PROBLEM TO WORK ON = Beginning with the first line, transcribe the entries below exactly through the line containing "wrong capability record.", inclusive.

──────── RECORDED INFORMATION

PR #839, opened 2026-04-12
fix(ollama): disable min_p for Ollama provider (unsupported parameter)

jeong-sik:
## Summary
- Ollama rejects `min_p` with `"property 'min_p' is unsupported"`, causing keeper turns to hard-fail
- Set `supports_min_p = false` in `ollama_capabilities`
- Remove Ollama from OpenAI_compat `min_p=0.05` default — Ollama gets `None`
- OpenAI_compat (non-Ollama) still gets the 0.05 default

## Root cause
`ollama_capabilities` inherited `supports_min_p = true` from `openai_chat_extended_capabilities`. Ollama's `/api/chat` endpoint does not accept `min_p` in the `options` object.

## Test plan
- [x] Library builds clean
- [ ] Deploy and verify keeper `analyst` stops failing

### DIFF
--- a/lib/llm_provider/capabilities.ml
+++ b/lib/llm_provider/capabilities.ml
@@ -165,6 +165,7 @@ let ollama_supports_tool_choice_default =
 let ollama_capabilities = {
   openai_chat_extended_capabilities with
   supports_tool_choice = ollama_supports_tool_choice_default;
+  supports_min_p = false;
   is_ollama = true;
 }
 
--- a/lib/llm_provider/complete.ml
+++ b/lib/llm_provider/complete.ml
@@ -38,8 +38,11 @@ type sampling_defaults = {
 
 let provider_sampling_defaults (kind : Provider_config.provider_kind) : sampling_defaults =
   match kind with
-  | Provider_config.OpenAI_compat | Provider_config.Ollama ->
+  | Provider_config.OpenAI_compat ->
     { default_min_p = Some Constants.Sampling.openai_compat_min_p;
+      default_top_p = None; default_top_k = None }
+  | Provider_config.Ollama ->
+    { default_min_p = None;
       default_top_p = None; default_top_k = None }
   | Provider_config.Anthropic ->
     { default_min_p = None; default_top_p = None; default_top_k = None }


jeong-sik:
## Cross-model review (GLM-5.1 via `sb glm-text`) + source audit

**Verdict: REQUEST_CHANGES** — this PR fixes the wrong capability record.

### The error string is from GLM, not Ollama

`"property 'min_p' is unsupported"` is documented in `lib/llm_provider/backend_openai.ml:232` as the ZAI GLM response format. It is NOT Ollama's error format. GLM review confirmed independently: Ollama's open-source `api/types.go` explicitly defines `MinP float64` in its Options struct, so native Ollama cannot raise that exact string.

### Why the fix targets the wrong record

`ollama_capabilities` is only consulted when `Provider_config.kind = Ollama` — i.e. the native `/api/chat` path via `backend_ollama.build_request`. But the code there already sends `options.min_p` unconditionally:

```ocaml
(match config.min_p with
 | Some p -> options := ("min_p", `Float p) :: !options
 | None -> ());
```

So flipping `ollama_capabilities.supports_min_p = false` changes **nothing** on the native path — the serializer does not consult the capability record at all. An agent with `min_p = Some 0.05` still hits the same wire behaviour after this PR.

### The more likely failing path

The scenario that actually produces the reported error is:

1. Operator configures Ollama as **OpenAI-compat** (not native), pointing at `http://localhost:11434/v1/chat/completions`
2. `Provider_config.kind = OpenAI_compat`, `model_id = qwen3-*`
3. Cascade routes through `backend_openai.build_request`
4. `Capabilities.for_model_id "qwen3-*"` returns the qwen3 record with `supports_min_p = true`
5. `backend_openai` sends `min_p` in the body
6. Ollama's `/v1/chat/completions` endpoint (stricter than native `/api/chat`) rejects it with the error

In other words: **qwen3 via llama-server OpenAI-compat** accepts `min_p` (llama-server extended params), but **qwen3 via Ollama OpenAI-compat** does **not**. The capability is per-(server, endpoint-type) combination, not per-model.

### What this PR would actually need

One of:

1. **(a)** Route Ollama through `Provider_config.Ollama` kind (native `/api/chat`) instead of OpenAI-compat. Operators should not point at `:11434/v1/` — they should use the native `Ollama` kind. Documentation fix.
2. **(b)** In `Provider.capabilities_for_model`, detect Ollama-like `base_url` (`:11434` port, or a dedicated `is_ollama_base_url` helper) and return the qwen3 capabilities with `supports_min_p = false` overridden. Heuristic, but surgical.
3. **(c)** Add a capability gate to `backend_ollama.build_request` too, mirroring the #830/#831 pattern, so explicit user overrides also respect the declared capability. This is orthogonal to the current PR but closes the leak identified above regardless of the root cause.

### My recommendation

Close this PR. Open a new one that either:

- Adds the `backend_ollama.build_request` capability gate (option c) — **always correct**, finishes the #830/#831 series for the native path. Does not by itself fix the reported Ollama+qwen3 error, but eliminates the drift.
- Implements option (b) — a base-url-based Ollama detection in `capabilities_for_model` — which directly addresses the reported failure.

Ideally both, in sequence.

### Evidence request

Before landing anything, the author should share the actual log line with `provider_name=ollama` (or whatever provider field OAS stamps) so we can be sure the error is coming from Ollama and not a cascaded GLM fallback. After #830/#831, GLM requests should never send min_p — if the error is from GLM, it means there is a THIRD silent-drop path we haven't found yet, which is itself worth investigating.

PR #841, opened 2026-04-12
[codex] Add OAS event correlation for observability

jeong-sik:
## Summary
- add `session_id` and `worker_run_id` correlation fields to native `Event_bus` lifecycle/tool/turn events
- thread raw-trace/run metadata through agent tracing and event publication paths
- extend OAS event bus tests to cover correlated event emission

## Why
`masc-mcp` now persists and joins durable OAS events with keeper and worker telemetry. The OAS side needs stable, **MASC-agnostic** correlation metadata so raw runs, tool calls, and turn events can be stitched together without teaching OAS about MASC. The field names (`session_id`, `worker_run_id`) are generic observability terms; OAS source imports no MASC types.

## Breaking change (minor, semver-legitimate pre-1.0)

Previous framing of this PR claimed the change was "schema-additive". Cross-model review (GLM-5.1) correctly pointed out that for OCaml's type system this is **not true**. `Event_bus.event` is a variant whose constructors carry inline records:

```ocaml
type event =
  ...
  | TurnStarted of { agent_name: string; turn: int }
  | TurnCompleted of { agent_name: string; turn: int }
  ...
```

Adding fields to those inline records means every downstream pattern match must either list the new fields or add a `; _` wildcard to silence warning 9 (`unused-record-field`). External consumers building against `Event_bus.event` will need a one-line fixup.

The `examples/observable_agent.ml` diff shows exactly this:

```diff
-  | TurnStarted { agent_name; turn } ->
+  | TurnStarted { agent_name; turn; _ } ->
```

This is a **minor semver-level break** — legitimate under OAS's pre-1.0 status (currently `0.122.x`) but worth calling out so downstream rebuilds are not surprised.

### Migration

For every pattern match on `TurnStarted` / `TurnCompleted` / `ToolCalled` / `ToolCompleted`:

```ocaml
| TurnStarted { agent_name; turn } -> ...
```

becomes

```ocaml
| TurnStarted { agent_name; turn; _ } -> ...
```

Or, if you want to consume the correlation metadata:

```ocaml
| TurnStarted { agent_name; turn; session_id; worker_run_id } -> ...
```

Existing code that does not destructure these events (e.g. pattern matches that bind the whole record) is unaffected.

## Future-proofing note

A follow-up PR could wrap the two correlation fields into a single `correlation_meta` record:

```ocaml
type correlation_meta = {
  session_id: string option;
  worker_run_id: string option;
}

type event =
  | TurnStarted of { agent_name: string; turn: int; correlation: correlation_meta }
  ...
```

so future additions (`trace_id`, `span_id`, `cluster_id`) land without re-breaking the event shape. That refactor is deferred to keep this PR focused on the immediate masc-mcp correlation need.

## Impact
- OAS remains independent of MASC (verified: no `masc` import in OAS source after this PR)
- downstream consumers can join native OAS events to raw traces and worker runs
- no existing event **types** were removed; only existing event **record payloads** gained fields (minor semver break per above)

## Validation
- `dune build @all` clean
- `dune exec ./test/test_event_bus.exe` — event bus test suite green
- `dune runtest test` — full OAS test suite green


jeong-sik:
Cross-model review gate

- reviewer: direct `sb glm-text` (GLM text cascade, first model `glm-5.1`)
- reviewed_at: `2026-04-12T00:53:13Z`
- scope: PR diff vs `main`
- verdict: `No findings.`

Validation used for this branch:
- `dune build @all`
- `dune exec ./test/test_event_bus.exe`

jeong-sik:
## Cross-model review (GLM-5.1 via `sb glm-text`) — REQUEST_CHANGES

### 1. INDEPENDENCE ✓

`session_id` / `worker_run_id` are generic observability terms. No MASC types imported. The body claim holds.

### 2. BACKWARD COMPAT — critical framing issue

The PR says *"the schema change is additive"*, but for OCaml this is **not quite right**. `Event_bus.event.TurnStarted` is an inline record (`{ agent_name: string; turn: int }`) in `lib/event_bus.ml:21`. Adding fields to a record payload means every downstream pattern match on `| TurnStarted { agent_name; turn } ->` now requires `; _` to silence warning 9 (or listing the new fields). The diff at `examples/observable_agent.ml:33` literally shows this:

```diff
-  | TurnStarted { agent_name; turn } ->
+  | TurnStarted { agent_name; turn; _ } ->
```

That is the symptom of a breaking change to the event shape, not an additive one. External consumers compiling against `Event_bus.event` will need the same `_` fixup. This is a minor semver-level break.

### 3. THREADING

Surface pattern (optional params threaded through `find_and_execute_tool` / `execute_scheduled_tool`) is consistent. Can't fully verify all 13 files without tracing every call site, but nothing in the diff suggests a silent drop.

### 4. Suggested resolution

One of:

**(a) Tag as breaking.** Acknowledge the semver-minor break in the PR body + CHANGELOG. Pre-1.0 (`0.122.x`) allows it, but operators should be forewarned so downstream rebuilds pick up `; _` wildcards without surprise.

**(b) Wrap in a single `correlation` field.** Introduce a `correlation_meta = { session_id: string option; worker_run_id: string option; ... }` and add one `correlation: correlation_meta` field to each event record. Pattern matches still break once, but future correlation additions (`trace_id`, `span_id`, `masc_cluster_id`) land without breaking the shape again. **This is probably what I'd pick** — one break, stable forever.

**(c) Extensible metadata map.** `correlation: (string * string) list`. Most future-proof, least type-safe.

### Verdict

APPROVE on intent (observability + MASC-independence ✓), REQUEST_CHANGES on framing/shape. Either (a) update the body to say "minor breaking change — downstream pattern matches need `; _`" or (b) wrap the fields into a single `correlation_meta` to make this the last break to the event shape for the foreseeable future.

No semantic concern about the data itself. The timing is good — this is the kind of observability PR the /loop series has been asking for (#814 base_url + 5xx, #816 per-turn timing). Just needs honest framing or a cleaner shape.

────────────────

YOUR SOLUTION =
PR #839, opened 2026-04-12
fix(ollama): disable min_p for Ollama provider (unsupported parameter)

jeong-sik:
## Summary
- Ollama rejects `min_p` with `"property 'min_p' is unsupported"`, causing keeper turns to hard-fail
- Set `supports_min_p = false` in `ollama_capabilities`
- Remove Ollama from OpenAI_compat `min_p=0.05` default — Ollama gets `None`
- OpenAI_compat (non-Ollama) still gets the 0.05 default

## Root cause
`ollama_capabilities` inherited `supports_min_p = true` from `openai_chat_extended_capabilities`. Ollama's `/api/chat` endpoint does not accept `min_p` in the `options` object.

## Test plan
- [x] Library builds clean
- [ ] Deploy and verify keeper `analyst` stops failing

### DIFF
--- a/lib/llm_provider/capabilities.ml
+++ b/lib/llm_provider/capabilities.ml
@@ -165,6 +165,7 @@ let ollama_supports_tool_choice_default =
 let ollama_capabilities = {
   openai_chat_extended_capabilities with
   supports_tool_choice = ollama_supports_tool_choice_default;
+  supports_min_p = false;
   is_ollama = true;
 }
 
--- a/lib/llm_provider/complete.ml
+++ b/lib/llm_provider/complete.ml
@@ -38,8 +38,11 @@ type sampling_defaults = {
 
 let provider_sampling_defaults (kind : Provider_config.provider_kind) : sampling_defaults =
   match kind with
-  | Provider_config.OpenAI_compat | Provider_config.Ollama ->
+  | Provider_config.OpenAI_compat ->
     { default_min_p = Some Constants.Sampling.openai_compat_min_p;
+      default_top_p = None; default_top_k = None }
+  | Provider_config.Ollama ->
+    { default_min_p = None;
       default_top_p = None; default_top_k = None }
   | Provider_config.Anthropic ->
     { default_min_p = None; default_top_p = None; default_top_k = None }


jeong-sik:
## Cross-model review (GLM-5.1 via `sb glm-text`) + source audit

**Verdict: REQUEST_CHANGES** — this PR fixes the wrong capability record.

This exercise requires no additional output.